● **PROMPT**:
Search the data for the string "struct" and copy each line in which it appears.

__________

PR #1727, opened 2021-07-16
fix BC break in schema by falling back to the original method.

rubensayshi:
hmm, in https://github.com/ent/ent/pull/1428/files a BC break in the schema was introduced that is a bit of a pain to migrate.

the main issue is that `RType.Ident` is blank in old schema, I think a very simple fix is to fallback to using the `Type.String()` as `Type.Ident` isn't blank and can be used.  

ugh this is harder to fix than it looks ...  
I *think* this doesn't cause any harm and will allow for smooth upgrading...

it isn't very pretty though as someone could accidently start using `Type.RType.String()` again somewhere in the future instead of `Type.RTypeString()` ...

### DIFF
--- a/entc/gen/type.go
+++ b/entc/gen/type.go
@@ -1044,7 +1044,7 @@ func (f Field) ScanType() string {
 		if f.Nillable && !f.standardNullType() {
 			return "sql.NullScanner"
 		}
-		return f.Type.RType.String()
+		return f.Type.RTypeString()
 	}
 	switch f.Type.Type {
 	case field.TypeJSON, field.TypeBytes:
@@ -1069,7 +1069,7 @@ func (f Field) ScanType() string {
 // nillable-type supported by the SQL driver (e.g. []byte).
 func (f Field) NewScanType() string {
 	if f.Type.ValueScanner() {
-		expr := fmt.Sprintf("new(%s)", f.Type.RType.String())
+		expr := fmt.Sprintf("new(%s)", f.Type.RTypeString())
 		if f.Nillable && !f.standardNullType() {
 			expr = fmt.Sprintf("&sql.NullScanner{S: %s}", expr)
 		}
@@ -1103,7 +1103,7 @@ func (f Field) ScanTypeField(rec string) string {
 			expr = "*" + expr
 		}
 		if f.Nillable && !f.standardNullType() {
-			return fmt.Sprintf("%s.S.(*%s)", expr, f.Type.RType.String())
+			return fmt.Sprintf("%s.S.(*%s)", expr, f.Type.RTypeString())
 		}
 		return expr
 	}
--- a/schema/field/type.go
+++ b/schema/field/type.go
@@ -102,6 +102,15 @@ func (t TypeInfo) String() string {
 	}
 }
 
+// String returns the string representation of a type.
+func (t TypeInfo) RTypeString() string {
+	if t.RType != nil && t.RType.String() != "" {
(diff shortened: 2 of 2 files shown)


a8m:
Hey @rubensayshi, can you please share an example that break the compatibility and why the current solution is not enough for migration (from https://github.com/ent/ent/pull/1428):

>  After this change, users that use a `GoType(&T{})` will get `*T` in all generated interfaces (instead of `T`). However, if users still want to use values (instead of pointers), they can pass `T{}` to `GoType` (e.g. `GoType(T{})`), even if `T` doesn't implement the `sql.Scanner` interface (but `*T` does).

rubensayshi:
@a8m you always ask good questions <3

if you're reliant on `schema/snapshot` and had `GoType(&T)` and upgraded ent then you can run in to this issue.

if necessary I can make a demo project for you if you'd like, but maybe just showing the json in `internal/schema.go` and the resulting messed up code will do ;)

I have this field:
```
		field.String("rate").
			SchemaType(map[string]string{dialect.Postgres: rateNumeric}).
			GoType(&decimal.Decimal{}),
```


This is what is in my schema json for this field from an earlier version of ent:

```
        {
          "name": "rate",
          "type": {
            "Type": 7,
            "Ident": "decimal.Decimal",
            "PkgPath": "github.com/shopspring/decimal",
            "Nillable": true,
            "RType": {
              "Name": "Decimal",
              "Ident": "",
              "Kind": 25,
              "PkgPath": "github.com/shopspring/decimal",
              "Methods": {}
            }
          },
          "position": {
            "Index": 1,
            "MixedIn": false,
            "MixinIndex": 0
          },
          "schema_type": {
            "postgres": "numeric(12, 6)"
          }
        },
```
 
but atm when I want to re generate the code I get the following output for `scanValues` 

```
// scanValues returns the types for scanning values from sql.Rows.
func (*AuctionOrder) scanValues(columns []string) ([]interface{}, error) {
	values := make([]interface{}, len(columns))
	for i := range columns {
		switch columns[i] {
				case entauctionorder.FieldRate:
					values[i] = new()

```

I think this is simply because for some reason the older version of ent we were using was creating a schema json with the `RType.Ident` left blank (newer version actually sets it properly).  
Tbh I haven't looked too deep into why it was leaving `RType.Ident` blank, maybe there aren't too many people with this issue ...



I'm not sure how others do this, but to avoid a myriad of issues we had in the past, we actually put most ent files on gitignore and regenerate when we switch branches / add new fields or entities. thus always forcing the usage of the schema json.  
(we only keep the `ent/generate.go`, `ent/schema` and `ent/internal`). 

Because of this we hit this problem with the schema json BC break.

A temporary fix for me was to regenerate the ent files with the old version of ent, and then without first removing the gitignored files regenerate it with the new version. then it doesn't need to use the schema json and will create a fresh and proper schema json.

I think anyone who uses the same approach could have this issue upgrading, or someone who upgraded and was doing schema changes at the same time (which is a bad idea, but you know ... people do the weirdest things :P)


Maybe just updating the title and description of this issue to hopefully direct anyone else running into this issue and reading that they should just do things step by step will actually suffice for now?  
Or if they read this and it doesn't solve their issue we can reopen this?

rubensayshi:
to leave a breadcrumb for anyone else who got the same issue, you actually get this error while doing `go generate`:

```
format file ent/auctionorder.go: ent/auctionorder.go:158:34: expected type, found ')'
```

__________

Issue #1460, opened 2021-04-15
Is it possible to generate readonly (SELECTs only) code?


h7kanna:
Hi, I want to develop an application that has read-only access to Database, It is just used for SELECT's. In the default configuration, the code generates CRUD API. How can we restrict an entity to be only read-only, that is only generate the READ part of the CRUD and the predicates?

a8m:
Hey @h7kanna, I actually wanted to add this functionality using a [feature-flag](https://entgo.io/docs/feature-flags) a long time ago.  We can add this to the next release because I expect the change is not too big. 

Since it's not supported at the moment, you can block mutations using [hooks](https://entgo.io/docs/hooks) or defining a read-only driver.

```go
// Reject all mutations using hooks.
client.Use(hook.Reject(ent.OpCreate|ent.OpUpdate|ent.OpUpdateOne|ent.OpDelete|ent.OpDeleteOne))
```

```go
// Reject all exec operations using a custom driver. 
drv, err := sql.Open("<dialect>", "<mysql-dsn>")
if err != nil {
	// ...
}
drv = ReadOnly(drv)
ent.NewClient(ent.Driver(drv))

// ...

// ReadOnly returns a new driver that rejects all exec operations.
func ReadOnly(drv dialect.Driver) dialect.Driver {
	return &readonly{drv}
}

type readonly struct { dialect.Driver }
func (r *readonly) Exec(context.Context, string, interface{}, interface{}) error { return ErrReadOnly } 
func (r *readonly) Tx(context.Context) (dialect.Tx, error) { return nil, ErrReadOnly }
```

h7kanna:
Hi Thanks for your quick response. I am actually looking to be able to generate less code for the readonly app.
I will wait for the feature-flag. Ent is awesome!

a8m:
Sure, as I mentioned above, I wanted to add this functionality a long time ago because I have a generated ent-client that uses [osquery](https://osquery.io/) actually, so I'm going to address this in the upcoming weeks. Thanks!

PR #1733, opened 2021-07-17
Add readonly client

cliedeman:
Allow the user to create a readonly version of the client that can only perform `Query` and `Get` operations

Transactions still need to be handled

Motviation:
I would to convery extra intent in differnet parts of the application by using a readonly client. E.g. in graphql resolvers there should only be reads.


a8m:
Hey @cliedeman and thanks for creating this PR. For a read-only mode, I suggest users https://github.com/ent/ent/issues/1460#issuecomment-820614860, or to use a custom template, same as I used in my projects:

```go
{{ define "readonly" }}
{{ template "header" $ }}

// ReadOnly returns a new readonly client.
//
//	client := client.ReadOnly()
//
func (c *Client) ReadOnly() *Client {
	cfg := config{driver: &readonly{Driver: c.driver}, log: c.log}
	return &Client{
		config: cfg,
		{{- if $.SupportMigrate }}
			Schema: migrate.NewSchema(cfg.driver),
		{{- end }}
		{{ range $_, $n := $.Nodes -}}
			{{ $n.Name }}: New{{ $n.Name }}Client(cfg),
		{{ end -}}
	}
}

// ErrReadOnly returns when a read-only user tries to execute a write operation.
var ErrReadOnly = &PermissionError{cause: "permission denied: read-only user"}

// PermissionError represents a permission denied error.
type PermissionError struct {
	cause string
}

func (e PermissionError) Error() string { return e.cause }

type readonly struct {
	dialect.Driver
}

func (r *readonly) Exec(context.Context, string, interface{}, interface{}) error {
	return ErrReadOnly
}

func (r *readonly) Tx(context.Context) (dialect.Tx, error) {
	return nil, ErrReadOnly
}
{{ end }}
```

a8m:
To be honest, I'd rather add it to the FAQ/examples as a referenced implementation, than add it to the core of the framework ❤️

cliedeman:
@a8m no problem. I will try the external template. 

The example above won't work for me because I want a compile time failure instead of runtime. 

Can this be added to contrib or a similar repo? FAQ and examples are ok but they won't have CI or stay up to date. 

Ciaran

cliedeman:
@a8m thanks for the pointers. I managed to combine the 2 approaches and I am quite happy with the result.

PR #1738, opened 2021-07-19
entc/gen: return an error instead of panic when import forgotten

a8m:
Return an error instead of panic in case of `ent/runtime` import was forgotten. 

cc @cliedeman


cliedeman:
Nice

__________

● **TASK RESULT**:
type readonly struct { dialect.Driver }
type PermissionError struct {
type readonly struct {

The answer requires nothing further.